Setting up Pi-hole

Heads up if you use Pi-hole with DNS-over-HTTPS via cloudflared.

Cloudflare have removed the old cloudflared proxy-dns feature from newer versions of cloudflared. If your Pi-hole is configured to forward DNS to 127.0.0.1#5053, and cloudflared updates to a new version, DNS can partially break.

The awkward bit is that Pi-hole may still look healthy. The dashboard can still show queries, blocked domains, active clients, and normal-looking graphs, because Pi-hole is still receiving requests and can still block domains locally. But normal allowed lookups may fail or time out because Pi-hole is forwarding them to cloudflared on port 5053, and cloudflared is no longer running that service.

Quick checks:

On the Pi-hole, run:

grep -n "^PIHOLE_DNS" /etc/pihole/setupVars.conf

If you see:

127.0.0.1#5053

then check whether anything is listening there:

sudo ss -lntup | grep ':5053'

If nothing is listening, DNS-over-HTTPS is broken and Pi-hole’s upstream resolver is dead.

Also check:

systemctl status cloudflared --no-pager

If the log says DNS Proxy is no longer supported since version 2026.2.0, that’s the problem.

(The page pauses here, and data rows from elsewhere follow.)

Issue #179, opened 2024-05-16
Documentation clean working towards release v1


Gregory-Pereira:
**Documentation update for v1 release**

With the push towards the v1 release, documentation should be reviewed in and updated. In onboarding to the project I noticed that the model_signing docs are not current, as they utilize the upstream `google` model-signing repo instead of this one in the demo (see [code](https://github.com/sigstore/model-transparency/blob/main/model_signing/README.md?plain=1#L38)).

laurentsimon:
Another thing to do is have documentation for the API. Note: I've created a tracking issue for auto-generation / update of docs https://github.com/sigstore/model-transparency/issues/209

PR #427, opened 2025-04-04
Document the public API.

mihaimaruseac:
#### Summary
We have to expose the manifest file, but I tried to hide parts that should not be exposed externally. We don't guarantee the manifest interface to be fully stable, so this should be ok?

As a drive-by, I made the CLI code only have one single public symbol.

Part of #179.

#### Release Note
NONE
#### Documentation
NONE

### DIFF
--- a/src/model_signing/__init__.py
+++ b/src/model_signing/__init__.py
@@ -14,14 +14,114 @@
 
 """Universal model signing library.
 
-The stable high-level API is split into 3 modules:
+The API is split into 3 main components (and a glue `model_signing.manifest`
+module for data types used in public interfaces):
 
-- model_signing.hashing
-- model_signing.signing
-- model_signing.verifying
+- `model_signing.hashing`: responsible with generating a list of hashes for
+  every component of the model. A component could be a file, a file shard, a
+  tensor, etc., depending on the method used. We currently support only files
+  and file shards. The result of hashing is a manifest, a listing of hashes for
+  every object in the model.
+- `model_signing.signing`: responsible with taking the manifest and generating a
+  signature, based on a signing configuration. The signing configuration can
+  select the method used to sign as well as the parameters.
+- `model_signing.verifying`: responsible with taking a signature and verifying
+  it. If the cryptographic parts of the signature can be validated, the
+  verification layer would return an expanded manifest which can then be
+  compared agains a manifest obtained from hashing the existing model. If the
+  two manifest don't match then the model integrity was compromised and the
+  `model_signing` package detected that.
+
+The first two of these components allows configurability but can also be used
+directly, with a default configuration. The only difference is for the
+verification component where we need to configure the verification method since
+there are no sensible defaults that can be used.
+
+Signing can be done using the default configuration:
+
+```python
+model_signing.signing.sign("finbert", "finbert.sig")
+```
+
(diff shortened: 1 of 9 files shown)


src/model_signing/__init__.py
```diff
@@ -14,19 +14,119 @@
...
+).verify("finbert", "finbert.sig")
+```
+
+Alternatively, we also support automatic detection of the hashing configuration
+during the verification process. So, the following should also work:
+
+```python
+model_signing.verifying.Config().use_elliptic_key_verifier(
+    public_key="key.pub"
+).verify("finbert", "finbert.sig")
```
spencerschrock, line 99: we don't record ignore paths though? so this wouldn't be an analog of the example above?

src/model_signing/hashing.py
```diff
@@ -12,15 +12,39 @@
...
 
-Users should use this API to hash models (no signing and verification), rather
-than using the internals of the library. We guarantee backwards compatibility
-only for the API defined in `hashing.py`, `signing.py` and `verifying.py` at the
-root level of the library.
+The module could also be used to just hash a single model, without signing it:
+
+```python
+model_signing.hash(model_path)
+```
```
spencerschrock, line 24: `hashing` somewhere here?

src/model_signing/hashing.py
```diff
@@ -205,19 +238,20 @@ def use_file_serialization(
...
 
         Args:
             hashing_algorithm: The hashing algorithm to use to hash a file.
             chunk_size: The amount of file to read at once. Default is 1MB. A
               special value of 0 signals to attempt to read everything in a
               single call.
             max_workers: Maximum number of workers to use in parallel. Default
-              is to defer to the `concurrent.futures` library.
+              is to defer to the `concurrent.futures` library to select the best
+              value for the current operating system.
```
spencerschrock, line 254: nit: not operating system but machine?

src/model_signing/hashing.py
```diff
@@ -255,7 +289,8 @@ def use_shard_serialization(
               single call.
             shard_size: The size of a file shard. Default is 1 GB.
             max_workers: Maximum number of workers to use in parallel. Default
-              is to defer to the `concurrent.futures` library.
+              is to defer to the `concurrent.futures` library to select the best
+              value for the current operating system.
```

The simplest fix is to stop using cloudflared for Pi-hole DNS and set Pi-hole back to normal upstream DNS servers such as Google, Quad9, Cloudflare, OpenDNS, etc. In the Pi-hole web interface, go to Settings → DNS, remove 127.0.0.1#5053, choose normal upstream DNS servers, save, then disable cloudflared:

sudo systemctl disable --now cloudflared

Then test:

dig @PIHOLE_IP google.com

If that returns an answer instead of timing out, it’s fixed.


Thanks to chatgpt for helping me find this (and writing that summary above).
I run pihole on a docker container, how do i do the above?
 
I run pihole on a docker container, how do i do the above?
You'd know if you've set up cloudflared, but to be sure, using the web interface for Pi-hole, just go to settings/DNS and make sure you don't have a custom server set as an upstream DNS server.